**REQUIREMENT**. The lines from the start of the records through the one containing "for(var/obj/item/bodypart/b in C.bodyparts)" are to be transcribed exactly, and nothing else.

**SUPPLIED MATERIAL**.
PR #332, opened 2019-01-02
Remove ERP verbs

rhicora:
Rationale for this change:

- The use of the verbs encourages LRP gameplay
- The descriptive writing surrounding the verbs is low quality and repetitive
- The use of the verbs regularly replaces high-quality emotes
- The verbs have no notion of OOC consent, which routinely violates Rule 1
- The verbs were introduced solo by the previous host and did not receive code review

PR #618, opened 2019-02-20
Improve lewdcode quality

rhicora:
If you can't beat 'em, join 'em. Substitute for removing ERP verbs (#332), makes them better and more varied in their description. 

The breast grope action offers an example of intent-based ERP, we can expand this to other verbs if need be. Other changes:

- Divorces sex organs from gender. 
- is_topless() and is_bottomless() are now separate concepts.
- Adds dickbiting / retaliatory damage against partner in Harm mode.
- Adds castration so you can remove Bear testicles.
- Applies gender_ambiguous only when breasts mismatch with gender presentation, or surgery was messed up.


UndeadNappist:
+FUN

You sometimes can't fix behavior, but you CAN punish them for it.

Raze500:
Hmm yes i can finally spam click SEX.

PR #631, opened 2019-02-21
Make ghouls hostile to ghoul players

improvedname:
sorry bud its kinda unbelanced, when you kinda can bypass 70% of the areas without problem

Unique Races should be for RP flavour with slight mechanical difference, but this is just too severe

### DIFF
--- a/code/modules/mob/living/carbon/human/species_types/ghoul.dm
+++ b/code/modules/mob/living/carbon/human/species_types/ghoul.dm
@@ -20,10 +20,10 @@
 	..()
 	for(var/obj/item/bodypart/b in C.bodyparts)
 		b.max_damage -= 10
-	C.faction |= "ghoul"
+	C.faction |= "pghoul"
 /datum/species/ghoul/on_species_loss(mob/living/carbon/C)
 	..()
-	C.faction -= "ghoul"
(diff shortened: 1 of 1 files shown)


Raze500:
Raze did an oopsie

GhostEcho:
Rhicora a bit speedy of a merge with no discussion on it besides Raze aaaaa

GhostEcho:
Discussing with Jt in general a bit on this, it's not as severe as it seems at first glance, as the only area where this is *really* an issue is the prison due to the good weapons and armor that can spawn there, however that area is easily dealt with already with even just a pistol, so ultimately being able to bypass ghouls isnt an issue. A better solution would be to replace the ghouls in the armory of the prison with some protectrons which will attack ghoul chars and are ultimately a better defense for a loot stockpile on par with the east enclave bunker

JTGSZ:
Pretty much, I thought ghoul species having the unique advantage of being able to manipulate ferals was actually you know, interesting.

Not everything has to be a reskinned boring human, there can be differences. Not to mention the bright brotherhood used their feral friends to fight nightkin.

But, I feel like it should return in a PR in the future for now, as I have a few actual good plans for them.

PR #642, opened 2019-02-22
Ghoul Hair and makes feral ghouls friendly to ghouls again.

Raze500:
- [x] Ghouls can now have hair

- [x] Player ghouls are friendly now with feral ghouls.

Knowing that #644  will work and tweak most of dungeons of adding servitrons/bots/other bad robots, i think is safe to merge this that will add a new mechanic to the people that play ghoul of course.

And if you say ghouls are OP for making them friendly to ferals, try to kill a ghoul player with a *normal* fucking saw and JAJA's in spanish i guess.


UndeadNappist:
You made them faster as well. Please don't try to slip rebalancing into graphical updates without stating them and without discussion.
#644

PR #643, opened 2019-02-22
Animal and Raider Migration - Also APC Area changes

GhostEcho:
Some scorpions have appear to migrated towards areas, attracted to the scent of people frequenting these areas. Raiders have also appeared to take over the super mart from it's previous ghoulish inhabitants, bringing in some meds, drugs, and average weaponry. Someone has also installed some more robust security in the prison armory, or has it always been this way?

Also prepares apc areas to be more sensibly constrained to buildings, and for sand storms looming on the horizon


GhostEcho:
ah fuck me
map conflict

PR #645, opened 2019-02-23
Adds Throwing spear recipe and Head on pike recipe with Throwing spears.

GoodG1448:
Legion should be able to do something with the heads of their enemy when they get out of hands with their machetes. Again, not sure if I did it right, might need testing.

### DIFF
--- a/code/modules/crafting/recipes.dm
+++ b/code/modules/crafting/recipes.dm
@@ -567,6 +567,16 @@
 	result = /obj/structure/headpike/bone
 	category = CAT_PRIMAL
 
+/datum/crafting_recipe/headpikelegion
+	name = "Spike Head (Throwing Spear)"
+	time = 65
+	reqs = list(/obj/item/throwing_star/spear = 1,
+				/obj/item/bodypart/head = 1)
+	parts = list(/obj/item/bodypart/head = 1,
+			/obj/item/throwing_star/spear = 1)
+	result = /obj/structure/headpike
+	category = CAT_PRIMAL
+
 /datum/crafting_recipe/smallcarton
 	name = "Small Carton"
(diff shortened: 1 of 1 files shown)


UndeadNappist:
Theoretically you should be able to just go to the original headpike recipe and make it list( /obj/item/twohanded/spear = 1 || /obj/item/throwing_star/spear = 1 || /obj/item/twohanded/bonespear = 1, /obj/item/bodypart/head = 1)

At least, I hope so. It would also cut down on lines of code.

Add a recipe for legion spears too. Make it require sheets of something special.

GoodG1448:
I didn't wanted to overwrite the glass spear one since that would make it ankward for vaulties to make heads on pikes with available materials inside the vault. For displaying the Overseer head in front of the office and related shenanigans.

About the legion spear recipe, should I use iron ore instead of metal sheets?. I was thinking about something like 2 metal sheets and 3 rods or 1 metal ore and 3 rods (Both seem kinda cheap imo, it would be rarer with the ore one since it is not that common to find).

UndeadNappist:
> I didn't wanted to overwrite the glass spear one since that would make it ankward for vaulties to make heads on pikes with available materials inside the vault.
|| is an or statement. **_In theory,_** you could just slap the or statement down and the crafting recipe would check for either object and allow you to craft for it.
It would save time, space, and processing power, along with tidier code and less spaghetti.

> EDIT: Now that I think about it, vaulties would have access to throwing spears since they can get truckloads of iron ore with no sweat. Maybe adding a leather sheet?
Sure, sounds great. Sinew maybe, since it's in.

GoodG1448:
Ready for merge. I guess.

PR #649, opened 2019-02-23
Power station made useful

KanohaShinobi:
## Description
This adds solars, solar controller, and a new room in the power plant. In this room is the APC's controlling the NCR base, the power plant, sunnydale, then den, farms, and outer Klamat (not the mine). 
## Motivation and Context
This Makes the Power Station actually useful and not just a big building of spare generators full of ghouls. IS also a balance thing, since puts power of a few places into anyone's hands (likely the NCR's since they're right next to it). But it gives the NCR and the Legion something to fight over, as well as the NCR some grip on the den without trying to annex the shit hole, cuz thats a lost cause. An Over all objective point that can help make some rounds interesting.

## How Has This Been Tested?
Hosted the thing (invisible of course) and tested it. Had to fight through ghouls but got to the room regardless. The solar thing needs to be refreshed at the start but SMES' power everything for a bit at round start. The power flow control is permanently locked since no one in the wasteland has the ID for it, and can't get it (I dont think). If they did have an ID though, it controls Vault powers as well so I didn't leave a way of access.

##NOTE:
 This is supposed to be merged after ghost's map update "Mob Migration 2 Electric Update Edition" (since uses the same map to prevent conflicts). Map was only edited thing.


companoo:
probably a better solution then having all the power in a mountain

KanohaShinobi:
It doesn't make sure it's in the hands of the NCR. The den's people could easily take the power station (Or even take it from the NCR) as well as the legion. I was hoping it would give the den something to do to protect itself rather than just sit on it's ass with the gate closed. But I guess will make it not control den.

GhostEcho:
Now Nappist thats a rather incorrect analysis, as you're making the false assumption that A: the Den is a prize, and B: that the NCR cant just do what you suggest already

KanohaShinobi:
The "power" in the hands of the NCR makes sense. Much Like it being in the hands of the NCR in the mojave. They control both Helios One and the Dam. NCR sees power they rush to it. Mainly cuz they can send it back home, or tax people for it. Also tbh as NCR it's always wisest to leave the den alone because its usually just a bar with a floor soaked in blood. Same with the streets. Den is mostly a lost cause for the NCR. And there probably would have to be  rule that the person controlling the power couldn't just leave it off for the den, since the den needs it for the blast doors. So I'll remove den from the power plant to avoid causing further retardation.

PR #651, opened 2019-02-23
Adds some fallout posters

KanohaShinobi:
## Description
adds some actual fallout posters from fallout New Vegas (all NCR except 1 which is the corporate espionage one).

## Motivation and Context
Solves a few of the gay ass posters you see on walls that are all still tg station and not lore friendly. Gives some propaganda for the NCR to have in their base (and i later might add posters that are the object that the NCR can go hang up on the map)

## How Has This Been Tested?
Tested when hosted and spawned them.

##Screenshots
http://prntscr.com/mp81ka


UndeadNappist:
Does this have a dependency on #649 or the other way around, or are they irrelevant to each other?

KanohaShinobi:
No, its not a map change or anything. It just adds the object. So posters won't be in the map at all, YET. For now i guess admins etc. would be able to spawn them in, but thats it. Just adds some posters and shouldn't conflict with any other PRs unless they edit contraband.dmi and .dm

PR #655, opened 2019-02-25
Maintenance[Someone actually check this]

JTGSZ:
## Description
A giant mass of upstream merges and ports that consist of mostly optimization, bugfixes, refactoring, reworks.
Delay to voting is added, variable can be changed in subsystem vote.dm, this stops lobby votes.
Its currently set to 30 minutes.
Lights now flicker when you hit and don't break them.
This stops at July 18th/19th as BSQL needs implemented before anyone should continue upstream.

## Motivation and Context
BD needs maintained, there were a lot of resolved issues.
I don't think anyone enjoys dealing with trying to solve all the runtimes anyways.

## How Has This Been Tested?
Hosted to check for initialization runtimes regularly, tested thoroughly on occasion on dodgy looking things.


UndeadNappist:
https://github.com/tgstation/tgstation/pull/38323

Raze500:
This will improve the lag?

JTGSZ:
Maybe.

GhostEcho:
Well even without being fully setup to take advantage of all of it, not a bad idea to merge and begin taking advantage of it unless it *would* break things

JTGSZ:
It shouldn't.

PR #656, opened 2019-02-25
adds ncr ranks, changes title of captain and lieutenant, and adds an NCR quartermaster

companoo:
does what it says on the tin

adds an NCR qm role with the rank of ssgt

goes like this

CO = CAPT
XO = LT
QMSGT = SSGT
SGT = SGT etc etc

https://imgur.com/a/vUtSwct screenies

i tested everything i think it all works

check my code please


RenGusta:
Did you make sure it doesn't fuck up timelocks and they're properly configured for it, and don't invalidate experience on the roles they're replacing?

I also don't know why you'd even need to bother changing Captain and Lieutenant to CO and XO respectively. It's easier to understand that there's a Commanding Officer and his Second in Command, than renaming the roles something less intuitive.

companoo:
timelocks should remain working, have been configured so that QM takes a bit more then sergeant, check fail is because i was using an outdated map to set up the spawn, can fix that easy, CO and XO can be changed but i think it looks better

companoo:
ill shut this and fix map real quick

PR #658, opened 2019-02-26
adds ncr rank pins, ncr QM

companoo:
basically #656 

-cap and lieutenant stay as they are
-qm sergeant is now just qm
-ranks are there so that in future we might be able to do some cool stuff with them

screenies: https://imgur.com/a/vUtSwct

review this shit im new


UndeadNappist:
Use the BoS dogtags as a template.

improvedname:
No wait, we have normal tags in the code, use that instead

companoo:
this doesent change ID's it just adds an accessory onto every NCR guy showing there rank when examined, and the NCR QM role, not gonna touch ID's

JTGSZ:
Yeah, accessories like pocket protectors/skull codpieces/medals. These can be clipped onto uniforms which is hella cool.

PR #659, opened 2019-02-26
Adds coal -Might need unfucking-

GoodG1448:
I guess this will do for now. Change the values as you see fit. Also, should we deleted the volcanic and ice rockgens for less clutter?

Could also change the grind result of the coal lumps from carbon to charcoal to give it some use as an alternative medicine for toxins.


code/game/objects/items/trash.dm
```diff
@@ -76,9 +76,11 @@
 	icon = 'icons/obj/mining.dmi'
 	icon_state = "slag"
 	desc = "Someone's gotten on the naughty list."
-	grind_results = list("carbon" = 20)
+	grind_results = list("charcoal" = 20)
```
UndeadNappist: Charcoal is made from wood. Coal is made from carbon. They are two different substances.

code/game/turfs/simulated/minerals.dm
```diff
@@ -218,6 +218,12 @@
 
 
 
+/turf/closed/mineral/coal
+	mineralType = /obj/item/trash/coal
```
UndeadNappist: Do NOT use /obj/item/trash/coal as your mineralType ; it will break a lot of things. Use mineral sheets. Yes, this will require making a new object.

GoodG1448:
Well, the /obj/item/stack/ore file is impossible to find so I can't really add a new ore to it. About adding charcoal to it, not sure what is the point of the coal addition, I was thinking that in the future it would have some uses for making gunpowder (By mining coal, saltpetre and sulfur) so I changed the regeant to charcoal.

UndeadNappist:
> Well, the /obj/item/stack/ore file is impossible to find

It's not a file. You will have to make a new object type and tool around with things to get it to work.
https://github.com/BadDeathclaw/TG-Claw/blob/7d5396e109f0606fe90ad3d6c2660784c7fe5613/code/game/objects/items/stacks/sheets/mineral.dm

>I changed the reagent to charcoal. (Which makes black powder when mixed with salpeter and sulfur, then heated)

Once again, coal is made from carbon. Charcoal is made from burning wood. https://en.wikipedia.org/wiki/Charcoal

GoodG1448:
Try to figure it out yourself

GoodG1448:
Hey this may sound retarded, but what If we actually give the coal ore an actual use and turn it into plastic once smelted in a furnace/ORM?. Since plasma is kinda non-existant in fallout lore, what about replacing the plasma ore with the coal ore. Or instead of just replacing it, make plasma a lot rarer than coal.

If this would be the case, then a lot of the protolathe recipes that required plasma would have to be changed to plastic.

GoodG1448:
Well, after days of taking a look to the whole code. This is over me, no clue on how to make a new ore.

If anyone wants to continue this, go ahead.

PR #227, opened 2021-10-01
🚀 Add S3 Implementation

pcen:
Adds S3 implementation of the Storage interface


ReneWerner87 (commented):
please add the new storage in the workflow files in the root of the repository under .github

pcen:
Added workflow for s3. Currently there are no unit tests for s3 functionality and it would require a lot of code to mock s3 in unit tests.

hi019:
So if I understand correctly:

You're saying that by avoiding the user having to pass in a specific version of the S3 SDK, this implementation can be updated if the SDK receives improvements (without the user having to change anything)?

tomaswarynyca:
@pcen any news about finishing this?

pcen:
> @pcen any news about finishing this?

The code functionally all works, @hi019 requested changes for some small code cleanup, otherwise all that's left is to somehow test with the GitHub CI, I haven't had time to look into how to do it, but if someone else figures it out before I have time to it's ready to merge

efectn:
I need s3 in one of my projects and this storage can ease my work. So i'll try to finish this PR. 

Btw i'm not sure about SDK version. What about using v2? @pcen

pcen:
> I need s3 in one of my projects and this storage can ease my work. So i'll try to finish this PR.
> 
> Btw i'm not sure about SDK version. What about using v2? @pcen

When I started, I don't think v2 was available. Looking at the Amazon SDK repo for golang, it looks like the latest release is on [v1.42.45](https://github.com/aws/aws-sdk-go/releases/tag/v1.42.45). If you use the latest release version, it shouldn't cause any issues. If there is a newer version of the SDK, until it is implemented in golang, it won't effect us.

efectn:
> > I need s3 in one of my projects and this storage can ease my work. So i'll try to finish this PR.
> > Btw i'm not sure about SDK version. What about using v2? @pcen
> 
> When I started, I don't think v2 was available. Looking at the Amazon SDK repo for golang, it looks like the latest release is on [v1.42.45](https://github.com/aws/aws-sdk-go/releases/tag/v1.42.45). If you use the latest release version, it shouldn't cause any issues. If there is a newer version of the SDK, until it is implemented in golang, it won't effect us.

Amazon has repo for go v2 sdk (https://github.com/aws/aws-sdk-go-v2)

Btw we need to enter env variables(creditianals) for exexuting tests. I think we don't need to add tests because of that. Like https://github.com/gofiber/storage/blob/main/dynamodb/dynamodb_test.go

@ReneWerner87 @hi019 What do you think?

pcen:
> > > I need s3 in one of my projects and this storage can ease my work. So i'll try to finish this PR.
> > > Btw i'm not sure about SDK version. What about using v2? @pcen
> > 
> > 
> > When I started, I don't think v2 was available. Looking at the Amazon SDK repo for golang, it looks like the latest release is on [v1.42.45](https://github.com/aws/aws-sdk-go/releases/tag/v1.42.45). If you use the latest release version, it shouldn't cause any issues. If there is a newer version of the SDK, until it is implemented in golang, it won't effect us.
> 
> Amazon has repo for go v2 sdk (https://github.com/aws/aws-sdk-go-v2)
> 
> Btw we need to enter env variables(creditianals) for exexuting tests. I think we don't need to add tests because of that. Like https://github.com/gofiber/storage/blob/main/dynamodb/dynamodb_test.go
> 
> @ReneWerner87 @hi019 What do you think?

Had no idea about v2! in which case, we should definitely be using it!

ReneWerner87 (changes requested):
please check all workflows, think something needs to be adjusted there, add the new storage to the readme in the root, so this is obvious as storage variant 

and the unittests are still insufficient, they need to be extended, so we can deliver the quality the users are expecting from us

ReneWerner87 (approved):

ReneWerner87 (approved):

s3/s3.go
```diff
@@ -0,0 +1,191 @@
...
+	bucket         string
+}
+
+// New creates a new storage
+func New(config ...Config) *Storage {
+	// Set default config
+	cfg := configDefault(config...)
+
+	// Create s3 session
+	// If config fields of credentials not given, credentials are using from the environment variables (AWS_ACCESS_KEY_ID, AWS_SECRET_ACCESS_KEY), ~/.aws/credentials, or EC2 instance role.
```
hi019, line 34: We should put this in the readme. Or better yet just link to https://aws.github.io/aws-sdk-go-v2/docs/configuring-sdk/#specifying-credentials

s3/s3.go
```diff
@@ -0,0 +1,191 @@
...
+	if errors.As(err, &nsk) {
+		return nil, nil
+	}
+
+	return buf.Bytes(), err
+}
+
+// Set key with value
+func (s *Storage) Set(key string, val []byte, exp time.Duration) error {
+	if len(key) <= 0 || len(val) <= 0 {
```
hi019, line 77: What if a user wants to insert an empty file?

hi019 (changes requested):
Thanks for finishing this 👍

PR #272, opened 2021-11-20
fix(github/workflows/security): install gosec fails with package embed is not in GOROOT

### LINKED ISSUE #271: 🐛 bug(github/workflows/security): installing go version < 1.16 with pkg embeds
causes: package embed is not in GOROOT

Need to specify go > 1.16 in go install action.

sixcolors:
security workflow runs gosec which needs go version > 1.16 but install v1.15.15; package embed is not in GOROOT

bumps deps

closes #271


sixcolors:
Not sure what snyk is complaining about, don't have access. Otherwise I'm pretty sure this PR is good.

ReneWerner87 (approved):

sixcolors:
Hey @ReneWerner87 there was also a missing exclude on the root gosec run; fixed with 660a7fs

**SOLUTION TO THE PROBLEM**.
PR #332, opened 2019-01-02
Remove ERP verbs

rhicora:
Rationale for this change:

- The use of the verbs encourages LRP gameplay
- The descriptive writing surrounding the verbs is low quality and repetitive
- The use of the verbs regularly replaces high-quality emotes
- The verbs have no notion of OOC consent, which routinely violates Rule 1
- The verbs were introduced solo by the previous host and did not receive code review

PR #618, opened 2019-02-20
Improve lewdcode quality

rhicora:
If you can't beat 'em, join 'em. Substitute for removing ERP verbs (#332), makes them better and more varied in their description. 

The breast grope action offers an example of intent-based ERP, we can expand this to other verbs if need be. Other changes:

- Divorces sex organs from gender. 
- is_topless() and is_bottomless() are now separate concepts.
- Adds dickbiting / retaliatory damage against partner in Harm mode.
- Adds castration so you can remove Bear testicles.
- Applies gender_ambiguous only when breasts mismatch with gender presentation, or surgery was messed up.


UndeadNappist:
+FUN

You sometimes can't fix behavior, but you CAN punish them for it.

Raze500:
Hmm yes i can finally spam click SEX.

PR #631, opened 2019-02-21
Make ghouls hostile to ghoul players

improvedname:
sorry bud its kinda unbelanced, when you kinda can bypass 70% of the areas without problem

Unique Races should be for RP flavour with slight mechanical difference, but this is just too severe

### DIFF
--- a/code/modules/mob/living/carbon/human/species_types/ghoul.dm
+++ b/code/modules/mob/living/carbon/human/species_types/ghoul.dm
@@ -20,10 +20,10 @@
 	..()
 	for(var/obj/item/bodypart/b in C.bodyparts)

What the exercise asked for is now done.